• **Task item**
Your answer should be one number, the count of lines in the entries holding the word "system".

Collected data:
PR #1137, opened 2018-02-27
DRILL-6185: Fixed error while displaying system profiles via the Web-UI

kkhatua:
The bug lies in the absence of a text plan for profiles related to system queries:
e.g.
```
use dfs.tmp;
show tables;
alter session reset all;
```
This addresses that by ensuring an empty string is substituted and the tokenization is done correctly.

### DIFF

• **Exercise output**
2